Magnus Mills may have single-handedly invented a new fictional genre: the Kafkaesque novel of work. First, his Booker-shortlisted The Restraint of Beasts brought to fence building the kind of black humour found in a Coen brothers movie. Now, in All Quiet on the Orient Express, Mills turns his deadpan prose on some very odd jobs indeed. The unnamed narrator is on holiday for a few weeks, camping in the Lake District before beginning an extended journey to India. He sees no reason not to agree when the campground owner--the sinister Tommy Parker, who seems mainly to engage in "buying and selling"--asks him to help out with a simple chore. As this is a Magnus Mills novel, however, no chore can possibly be simple. Through error or bad luck, one task leads to another and the narrator quickly finds himself trapped by his own passivity and a very English reluctance to cause a fuss. Soon he's doing homework for Parker's daughter, being kicked on and off the darts team at the local pub and learning how to perform a series of menial jobs. ("Have you ever operated a circular saw?" "Driven a tractor before?" "What are you like with a hammer and nails?")

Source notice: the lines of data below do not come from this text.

PR #21, opened 2019-04-04
Use HTTPS in the POM where feasible

ctrueden:


ctrueden:
This is a stale patch, superseded by 13cf7f9698cc10bb9916a8e342cf321cdd875d12.

Issue #22, opened 2019-05-14
image import seems to ignore gui-specified axis ordering


k-dominik:
I've tried to follow the awesome [Tracking MaMut export tutorial video](https://www.youtube.com/watch?v=kjVqWSSdDmU) on youtube and found that I was unable to load the data into Fiji.

Using the same image file (the drosophila one) and specifying the same axis ordering as in the video I get the following output image:

![meh1](https://user-images.githubusercontent.com/24434157/57708106-12c42980-7669-11e9-9463-f65b966da1cd.png)

Here is the console output for the image, with axisorder `txyzc` specified:

```
[INFO] /volume: GROUP
[INFO] /volume/data: DATASET
[INFO] Found dataset '/volume/data' of type 'uint8'
[INFO] Constructing output image of shape (300, 275, 1, 50, 50). Axis order: 'XYCZT'
[INFO] Loading HDF5 dataset took: 82399
[INFO] Done loading HDF5 file!
[INFO] /volume: GROUP
[INFO] /volume/data: DATASET
[INFO] Found dataset '/volume/data' of type 'uint8'
[INFO] Constructing output image of shape (300, 275, 1, 50, 50). Axis order: 'XYCZT'
[INFO] Loading HDF5 dataset took: 77256
[INFO] Done loading HDF5 file!
```

## Plugin Version:

```
plugins/ilastik4ij-1.5.0.jar

Release date:
05 Mar 2019
```

PR #23, opened 2019-05-15
Fix H5 slice indexing during H5 reading

wolny:
Make sure that the slice read from the H5 file is correctly indexed depending on the XY/YX axis order.


wolny:
Fixes https://github.com/ilastik/ilastik4ij/issues/22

There's a lot that's strange about this little town. Where have all the females gone? Why does everyone seem to think he should take over the town milk route? Why won't the shops stock his beloved baked beans? Both the grocer and the pub are oddly eager to let him run up tabs and there's no sign of payment from Tommy Parker. It seems, in fact, that the narrator's early suspicions have been fulfilled: "I'd inadvertently become his servant." Like the Hall brothers from The Restraint of Beasts, Parker is volatile, irrational and all-powerful--a primitive god ruling over his own creation. As the narrator falls further and further under his sway, All Quiet on the Orient Express becomes a striking allegory of labour and capital, purgatory and judgement, and the uncanniness of manual work. --Mary Park --This text refers to an out of print or unavailable edition of this title.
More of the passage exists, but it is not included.